1. General comments:
This paper investigates the influence of glacier geometry on the recent thinning and retreat of ocean/lake terminating outlet glaciers in the Patagonia Icefields. To analyze the geometrical control on glacier changes, the authors compute the Peclet number along the flowline of 45 outlet glaciers. This approach has been proposed by a previous study (Felikson et al., 2017) and applied to glaciers in Greenland and in Svalbard (Felikson et al., 2017; 2020; Zheng, 2022).

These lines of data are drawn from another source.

PR #990, opened 2022-12-29
add user list and update commands

sunkickr:
## Description

add user list and update commands

## 🎟 Issue(s)

- https://github.com/astronomer/astro-cli/issues/992
- https://github.com/astronomer/astro-cli/issues/991

## 🧪 Functional Testing

tested localy

## 📸 Screenshots

astro user update
Screenshot 2022-12-29 at 2 14 02 PM

astro user list
Screenshot 2022-12-29 at 2 14 29 PM

## 📋 Checklist


cloud/user/user.go
```diff
@@ -55,6 +62,53 @@ func CreateInvite(email, role string, out io.Writer, client astrocore.CoreClient
...
+		return err
+	}
+	ctx, err := context.GetCurrentContext()
+	if err != nil {
+		return err
+	}
+	if ctx.OrganizationShortName == "" {
+		return ErrNoShortName
+	}
+	// Get all org users. Setting limit to 1000 for now
```
jemishp, line 78: Is 1000 users too much? What order are they coming in?

cmd/cloud/user.go
```diff
@@ -41,6 +47,36 @@ func newUserInviteCmd(out io.Writer) *cobra.Command {
...
+	cmd := &cobra.Command{
+		Use:     "list",
+		Aliases: []string{"inv"},
+		Short:   "List all the users in your Astro Organization",
+		Long:    "List all the users in your Astro Organization",
+		RunE: func(cmd *cobra.Command, args []string) error {
+			return listUsers(cmd, out)
+		},
+	}
+	cmd.Flags().IntVarP(&limit, "limit", "l", limitDefault, "Maximum number of organization users listed")
```
jemishp, line 60:
```suggestion
	cmd.Flags().IntVarP(&limit, "limit", "l", limitDefault, "Maximum number of organization users listed. By default it lists 100 users.")
```

jemishp (changes requested):
Left a few comments and please add missing tests.

cloud/user/user.go
sunkickr: I think they are coming in a random order right now. Not sure what order they should be coming in

cmd/cloud/user.go
neel-astro, line 60: I could be wrong, but I think the implementation of the limit is slightly misleading because as of now we would list all the users in the organization irrespective of the limit passed. This limit value as of now is only being used in the API call pagination, but we always end up fetching all the users in the end.

neel-astro (changes requested):
left some comments, looks fine otherwise

cmd/cloud/user.go
sunkickr: so should we not expose the limit to the user? what to you think the limit should be?

neel-astro: Either we can only output the number of records equal to the limit passed by the user and exit or we can use limit as page size and paginate the whole response, i.e. if the limit is 10, then we list the first 10 users, then ask for user input for next 10 sets of users or exit like a web page. The software side has something similar, reference: https://github.com/astronomer/astro-cli/pull/662
If we are not comfortable with either then we shouldn't allow users to pass the limit at all.

sunkickr: I would like to just list all the users by default. I don't see any organization have too many users for that. How would we implement that? what should we set the limit too?

neel-astro: well in that case we could have a limit specified inside the code only (could be 100 to start with), and don't expose it to the users via flag since it is more of an internal CLI logic rather than a UX option.

cloud/user/user.go
```diff
@@ -55,6 +62,53 @@ func CreateInvite(email, role string, out io.Writer, client astrocore.CoreClient
...
+		email = user.Username
+		if err != nil {
+			return err
+		}
+	} else {
+		for i := range users {
+			if users[i].Username == email {
+				userID = users[i].Id
+			}
+		}
```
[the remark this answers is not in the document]
jemishp: +1 on new endpoint to get query `userID` directly.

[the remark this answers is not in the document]
sunkickr: The API can do this with a user ID but can't do this with an email yet. We don't expect users to know the user id of the user they are updating

cloud/user/user.go
```diff
@@ -55,6 +62,53 @@ func CreateInvite(email, role string, out io.Writer, client astrocore.CoreClient
...
+	}
```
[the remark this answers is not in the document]
sunkickr: good idea

cmd/cloud/organization.go
```diff
@@ -107,6 +111,67 @@ func newOrganizationExportAuditLogs(_ io.Writer) *cobra.Command {
 	return cmd
 }
 
+func neOrganizationwUserRootCmd(out io.Writer) *cobra.Command {
```
kushalmalani, line 114:
```suggestion
func newOrganizationUserRootCmd(out io.Writer) *cobra.Command {
```

cloud/user/user.go
```diff
@@ -67,3 +129,99 @@ func IsRoleValid(role string) error {
...
+
+	userMap := map[string]astrocore.User{}
+	for i := range users {
+		index := i + 1
+		table.AddRow([]string{
+			strconv.Itoa(index),
+			users[i].FullName,
+			users[i].Username,
+			users[i].Id,
+			*users[i].OrgRole,
```
kushalmalani, line 150: Why is this a pointer, since the value is just a constant string?

kushalmalani (approved):
Left a couple of comments. Otherwise code looks ok

cloud/user/user.go
sunkickr: because it's a pointer in API gen go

Ocean and lake terminating glaciers in Patagonia are rapidly losing mass under the influence of increasingly negative mass balance as well as the ice-ocean/lake interaction. This is a similar situation as in Greenland, although the climate and glaciological settings in these regions are substantially different. Therefore, the application of the recently proposed analysis to Patagonia is interesting and potentially important to better understand the current and future mass loss of the glaciers. As far as I know, this is the first time that Peclet numbers are analyzed for glaciers in Patagonia.
Despite the novelty and potential importance of the study, it is difficult to understand the findings and implications of the study. The way of presentation is one reason, but I suspect fundamental problems in some of the analyses. The manuscript suffers from unclear text and equations, which get in the way of understanding. I list below my major concerns, which are followed by specific/minor comments on the manuscript.
Major concerns:
- Data analysis and presentation
The authors analyze and present the general trends and statistics obtained from 45 outlet glaciers. Except for maps showing some numbers for each glacier (Figures 5 and 6), readers are not able to see data obtained for each individual glacier. Considering the diversity of glaciers in Patagonia as well as large uncertainty in the bed elevation, showing only statistical values is not convincing and insufficient to draw conclusions. I encourage the authors to look into the details of each individual glacier as performed in previous studies (Felikson et al., 2017; 2020; Zheng, 2022). The Peclet number is a value computed from glacier geometry and ice dynamics. To use it as a measure of glacier stability, investigation of the observational data used for the computation (bed and surface elevation, ice speed, elevation change) along the flowline is necessary (e.g. Figure 2 in Felikson et al., 2017).
- Bed elevation data
In comparison with Greenland and Svalbard, observations of glacier bed elevation are sparse in Patagonia and thus subglacial geometry has a greater uncertainty. Therefore, a more careful analysis is required for the bed estimated by inversion (Farinotti et al., 2019). As suggested above, investigation of the glacier cross-section and observations along the flowline of each glacier is necessary. As indicated by the authors (Line 625), please also consider using a more recently compiled bed elevation data set (Furst et al., 2024).
- Force budget
I understand that the components of the force budget (Equations 3-5) were computed from surface strain rates obtained from ice speed maps. The authors assume full slip condition referring to a previous study (Line 261, Collao-Barrios et al., 2018), but the previous study suggested 98% sliding specifically for the fastest-flowing glacier tongue of San Rafael Glacier. It is not realistic to assume 100% slip condition for all the glaciers and regions extending upglacier.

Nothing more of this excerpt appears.